Goal of the exercise:
Repeat the lines of the data that follow, please, starting at the first and stopping after the one with "declares the composition.".

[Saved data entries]
::::::::

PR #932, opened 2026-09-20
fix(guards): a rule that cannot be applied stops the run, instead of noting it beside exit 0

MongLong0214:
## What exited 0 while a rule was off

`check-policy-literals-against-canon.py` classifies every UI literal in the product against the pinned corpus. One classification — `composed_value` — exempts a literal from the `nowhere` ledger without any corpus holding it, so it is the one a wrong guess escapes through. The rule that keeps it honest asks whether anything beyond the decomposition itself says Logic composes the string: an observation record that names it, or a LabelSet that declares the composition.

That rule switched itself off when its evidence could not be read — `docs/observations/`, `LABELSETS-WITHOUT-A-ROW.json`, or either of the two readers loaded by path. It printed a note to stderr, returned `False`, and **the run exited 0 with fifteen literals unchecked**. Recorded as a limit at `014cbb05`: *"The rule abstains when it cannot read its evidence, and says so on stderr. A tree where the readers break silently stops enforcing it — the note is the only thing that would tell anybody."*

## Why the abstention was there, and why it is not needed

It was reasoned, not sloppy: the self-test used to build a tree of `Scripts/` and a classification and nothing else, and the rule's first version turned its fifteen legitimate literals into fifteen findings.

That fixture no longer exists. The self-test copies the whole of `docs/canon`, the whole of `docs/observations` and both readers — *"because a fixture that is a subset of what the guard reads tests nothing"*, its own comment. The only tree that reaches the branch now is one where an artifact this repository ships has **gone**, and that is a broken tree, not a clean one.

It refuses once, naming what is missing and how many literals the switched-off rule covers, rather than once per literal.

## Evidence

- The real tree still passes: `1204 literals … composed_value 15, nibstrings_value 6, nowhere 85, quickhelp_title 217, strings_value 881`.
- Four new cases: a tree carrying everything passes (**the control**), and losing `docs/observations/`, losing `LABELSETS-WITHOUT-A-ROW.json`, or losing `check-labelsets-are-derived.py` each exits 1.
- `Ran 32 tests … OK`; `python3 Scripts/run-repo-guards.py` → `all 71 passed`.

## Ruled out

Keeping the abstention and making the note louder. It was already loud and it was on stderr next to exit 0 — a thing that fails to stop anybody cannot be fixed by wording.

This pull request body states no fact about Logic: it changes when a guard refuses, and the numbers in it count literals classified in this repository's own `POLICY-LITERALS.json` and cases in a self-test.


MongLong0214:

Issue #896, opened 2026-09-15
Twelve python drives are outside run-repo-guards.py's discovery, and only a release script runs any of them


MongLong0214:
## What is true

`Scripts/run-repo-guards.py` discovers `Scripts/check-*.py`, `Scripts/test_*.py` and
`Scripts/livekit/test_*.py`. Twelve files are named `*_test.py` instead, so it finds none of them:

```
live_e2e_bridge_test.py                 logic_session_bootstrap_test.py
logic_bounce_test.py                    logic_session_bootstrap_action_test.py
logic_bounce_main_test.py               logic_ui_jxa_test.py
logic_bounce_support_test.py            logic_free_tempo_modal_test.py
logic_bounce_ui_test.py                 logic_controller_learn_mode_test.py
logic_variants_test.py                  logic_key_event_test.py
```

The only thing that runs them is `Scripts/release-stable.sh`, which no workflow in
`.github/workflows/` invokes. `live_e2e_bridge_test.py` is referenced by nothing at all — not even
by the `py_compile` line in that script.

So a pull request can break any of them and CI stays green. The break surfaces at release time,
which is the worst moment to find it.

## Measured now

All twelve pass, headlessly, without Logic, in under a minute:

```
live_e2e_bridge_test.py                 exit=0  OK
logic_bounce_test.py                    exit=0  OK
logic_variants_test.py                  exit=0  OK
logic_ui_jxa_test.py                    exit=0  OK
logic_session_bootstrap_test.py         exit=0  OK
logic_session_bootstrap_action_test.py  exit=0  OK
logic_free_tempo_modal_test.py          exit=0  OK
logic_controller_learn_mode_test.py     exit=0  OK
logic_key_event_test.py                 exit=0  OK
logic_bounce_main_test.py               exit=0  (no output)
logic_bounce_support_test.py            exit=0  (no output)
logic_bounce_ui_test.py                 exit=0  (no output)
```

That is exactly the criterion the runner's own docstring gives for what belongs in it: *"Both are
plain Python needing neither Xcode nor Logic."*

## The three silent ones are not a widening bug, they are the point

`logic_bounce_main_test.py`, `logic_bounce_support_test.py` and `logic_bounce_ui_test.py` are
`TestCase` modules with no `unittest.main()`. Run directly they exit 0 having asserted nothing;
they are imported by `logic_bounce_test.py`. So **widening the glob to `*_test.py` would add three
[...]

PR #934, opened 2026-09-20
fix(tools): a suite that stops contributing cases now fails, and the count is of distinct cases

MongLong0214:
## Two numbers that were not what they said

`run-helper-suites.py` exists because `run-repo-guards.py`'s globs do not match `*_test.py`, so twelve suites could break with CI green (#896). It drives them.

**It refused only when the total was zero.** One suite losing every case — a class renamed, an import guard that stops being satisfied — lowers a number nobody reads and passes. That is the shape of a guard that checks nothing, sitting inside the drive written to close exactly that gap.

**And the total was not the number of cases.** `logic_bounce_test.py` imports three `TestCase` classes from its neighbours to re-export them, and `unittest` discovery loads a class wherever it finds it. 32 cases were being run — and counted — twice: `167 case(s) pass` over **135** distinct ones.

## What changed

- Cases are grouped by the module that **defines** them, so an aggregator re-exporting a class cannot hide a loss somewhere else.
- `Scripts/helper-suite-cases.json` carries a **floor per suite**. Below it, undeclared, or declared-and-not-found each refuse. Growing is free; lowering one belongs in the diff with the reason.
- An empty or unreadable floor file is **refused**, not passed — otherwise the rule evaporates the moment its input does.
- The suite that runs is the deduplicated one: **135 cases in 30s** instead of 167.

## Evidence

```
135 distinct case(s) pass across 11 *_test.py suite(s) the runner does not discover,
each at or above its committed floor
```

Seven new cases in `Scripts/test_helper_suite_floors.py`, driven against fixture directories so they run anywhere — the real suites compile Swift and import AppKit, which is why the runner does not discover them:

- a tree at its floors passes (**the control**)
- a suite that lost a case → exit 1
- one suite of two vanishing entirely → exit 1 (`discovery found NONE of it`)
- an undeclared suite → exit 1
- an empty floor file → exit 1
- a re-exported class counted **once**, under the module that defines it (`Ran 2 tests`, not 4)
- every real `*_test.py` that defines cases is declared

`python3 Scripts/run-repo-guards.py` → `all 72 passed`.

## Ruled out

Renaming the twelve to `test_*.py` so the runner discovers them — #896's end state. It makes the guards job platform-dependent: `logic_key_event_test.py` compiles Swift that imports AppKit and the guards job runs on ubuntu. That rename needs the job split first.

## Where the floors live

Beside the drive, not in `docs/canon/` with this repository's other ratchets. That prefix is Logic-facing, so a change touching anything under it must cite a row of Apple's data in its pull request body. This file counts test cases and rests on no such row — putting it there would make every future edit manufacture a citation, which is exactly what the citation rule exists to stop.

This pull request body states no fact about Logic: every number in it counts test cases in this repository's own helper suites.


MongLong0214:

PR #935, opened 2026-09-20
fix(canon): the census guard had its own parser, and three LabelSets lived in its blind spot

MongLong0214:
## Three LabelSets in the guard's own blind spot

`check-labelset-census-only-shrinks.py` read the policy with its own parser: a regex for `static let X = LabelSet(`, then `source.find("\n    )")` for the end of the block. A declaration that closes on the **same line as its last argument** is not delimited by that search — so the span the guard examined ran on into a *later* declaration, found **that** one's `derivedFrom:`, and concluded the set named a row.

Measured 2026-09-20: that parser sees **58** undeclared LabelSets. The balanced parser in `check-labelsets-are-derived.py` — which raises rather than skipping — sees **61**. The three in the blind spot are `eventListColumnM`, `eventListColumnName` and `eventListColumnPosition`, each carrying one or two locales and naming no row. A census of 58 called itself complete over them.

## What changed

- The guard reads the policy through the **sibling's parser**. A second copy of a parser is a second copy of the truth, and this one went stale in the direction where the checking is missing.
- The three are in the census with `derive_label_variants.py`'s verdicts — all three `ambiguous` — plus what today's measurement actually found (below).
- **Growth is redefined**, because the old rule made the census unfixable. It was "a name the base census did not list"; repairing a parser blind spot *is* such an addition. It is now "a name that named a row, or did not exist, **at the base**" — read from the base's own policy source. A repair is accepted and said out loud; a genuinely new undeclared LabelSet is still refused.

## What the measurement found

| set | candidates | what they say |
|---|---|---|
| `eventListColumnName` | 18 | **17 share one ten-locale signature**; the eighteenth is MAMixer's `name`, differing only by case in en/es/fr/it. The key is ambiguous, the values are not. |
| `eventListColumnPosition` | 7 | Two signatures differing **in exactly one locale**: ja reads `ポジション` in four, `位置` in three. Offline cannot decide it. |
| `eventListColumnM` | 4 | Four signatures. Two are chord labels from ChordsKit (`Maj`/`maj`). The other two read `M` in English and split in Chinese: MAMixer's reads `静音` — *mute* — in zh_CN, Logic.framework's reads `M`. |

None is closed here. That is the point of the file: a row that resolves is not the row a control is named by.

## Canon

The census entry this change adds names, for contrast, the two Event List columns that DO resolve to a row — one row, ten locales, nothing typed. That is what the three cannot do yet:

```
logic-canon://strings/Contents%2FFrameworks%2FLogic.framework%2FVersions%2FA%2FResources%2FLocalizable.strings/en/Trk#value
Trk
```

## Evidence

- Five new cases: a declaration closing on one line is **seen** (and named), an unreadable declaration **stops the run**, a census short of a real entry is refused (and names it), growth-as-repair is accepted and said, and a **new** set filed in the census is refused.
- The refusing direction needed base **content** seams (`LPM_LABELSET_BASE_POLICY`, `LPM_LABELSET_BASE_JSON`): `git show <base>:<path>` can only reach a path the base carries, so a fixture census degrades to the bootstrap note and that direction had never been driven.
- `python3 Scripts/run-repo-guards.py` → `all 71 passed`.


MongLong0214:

::::::::

Response area:
PR #932, opened 2026-09-20
fix(guards): a rule that cannot be applied stops the run, instead of noting it beside exit 0

MongLong0214:
## What exited 0 while a rule was off

`check-policy-literals-against-canon.py` classifies every UI literal in the product against the pinned corpus. One classification — `composed_value` — exempts a literal from the `nowhere` ledger without any corpus holding it, so it is the one a wrong guess escapes through. The rule that keeps it honest asks whether anything beyond the decomposition itself says Logic composes the string: an observation record that names it, or a LabelSet that declares the composition.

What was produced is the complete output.